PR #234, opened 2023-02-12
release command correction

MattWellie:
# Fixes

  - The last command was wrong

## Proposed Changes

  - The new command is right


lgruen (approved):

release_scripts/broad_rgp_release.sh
▬▬▬
_EXERCISE DESCRIPTION_:
Could you report all lines of the listing that hold "command"?

_THE ANSWER_:
release command correction
  - The last command was wrong
  - The new command is right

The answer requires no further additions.